Brightness-per-applied drive voltage fluctuations of a single TFEL display panel can adversely affect the operation of the monitor it is used with. As the display voltage necessary to emit a specific brightness changes, the display panel may either emit light when it is not supposed to, or not emit light when it should. Moreover, a viewer-set brightness control operates by controlling the level of the drive voltages applied to the TFEL display panel. Brightness-per-applied drive voltage fluctuations can radically alter the degree of brightness changes, as the display voltage is adjusted through changes in the brightness control setting. Thus, when the brightness control is set, there may be uneven variations in observed brightness levels that are both disconcerting and unsatisfactory to the viewer.
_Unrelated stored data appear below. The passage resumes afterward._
PR #7447, opened 2023-09-25
Feature/translate

ivandrofly:
- Fixes method name
- Remove unnecessary method 'FixInvalidCarriageReturnLineFeedCharacters' as the issue mentioned in https://github.com/SubtitleEdit/subtitleedit/compare/main...ivandrofly:feature/translate?expand=1#diff-410c4ad661319da5376718b483cf2f1d332ab8ff21c49721ff6acb5c2ff2a0ebL88 was being caused by replacing '\r' aka "SplitChar" with string.empty which will make the string from => foo\\r\\nbar => foo\\rbar (https://github.com/SubtitleEdit/subtitleedit/compare/main...ivandrofly:feature/translate?expand=1#diff-c5aba14dc988226e5beafa90797051a8a2e7967359d3b702d43316c6bb383058L66)
- Fix typo

### DIFF
--- a/src/libse/Translate/Service/GoogleTranslator1.cs
+++ b/src/libse/Translate/Service/GoogleTranslator1.cs
@@ -63,7 +63,8 @@ namespace Nikse.SubtitleEdit.Core.Translate.Service
                     input.Append(" " + SplitChar + " ");
                 }
 
-                var text = f.SetTagsAndReturnTrimmed(TranslationHelper.PreTranslate(p.Text.Replace(SplitChar.ToString(), string.Empty), sourceLanguage), sourceLanguage);
+                var text = TranslationHelper.ExpandContractions(p.Text, sourceLanguage);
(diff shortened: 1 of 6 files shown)


src/libse/Translate/Service/GoogleTranslator1.cs
```diff
@@ -63,7 +63,8 @@ public List<string> Translate(string sourceLanguage, string targetLanguage, List
                     input.Append(" " + SplitChar + " ");
                 }
 
-                var text = f.SetTagsAndReturnTrimmed(TranslationHelper.PreTranslate(p.Text.Replace(SplitChar.ToString(), string.Empty), sourceLanguage), sourceLanguage);
```
ivandrofly, line 66: This line is buggy `p.Text.Replace(SplitChar.ToString(), string.Empty)` will remove the \\n from \\r\\n which will make the line buggy!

Other difficulties are associated with some TFEL display panels that are provided with a number of different voltages in order to cause the desired emission of light. One such type of TFEL display panel is an AC-TFEL display that emits light during the time the voltages are changing across the electrodes. A popular way of applying enough voltage to these display panels is to apply the necessary voltages twice, in short succession from each other. During the first write period, or frame, a positive write voltage is applied to one of the electrodes as part of the display voltage necessary to emit light. A short time thereafter, during a succeeding frame, a negative write voltage is applied as part of the necessary drive voltage. In most symmetrically driven TFEL display panels, the write voltages are alternately applied to all electrodes on one side of the active layer. The actual emission of light is controlled by selectively applying a modulation voltage to the opposite electrodes that, depending on the polarity of the applied write voltage, can or cannot establish a voltage across the active layer that results in the emission of visible light.
Problems arise with TFEL displays, including symmetrically driven TFEL displays, because, over time, the repeated applications of one of the drive voltages, in symmetrically driven displays the write voltages, may cause an electric potential or charge to become established in the components, including the active layer, forming the TFEL display panel. As a result of this charge formation, latent images of representations frequently represented on the display panel may appear. Latent images are typically of frames, textual information, or symbols that are repetitively produced on the display panel. Latent images can be "positive" images, faint outlines of images that always appear on the display panel even when they are not specifically being produced; they can also be "negative" images or shadows that should be fully illuminated but instead appear noticeably dimmer than adjacent illuminated regions of the display. Whatever type of latent image forms, it can detract from the image presented on the display panel, and significantly impair or disrupt the viewer's ability to perceive the intended image.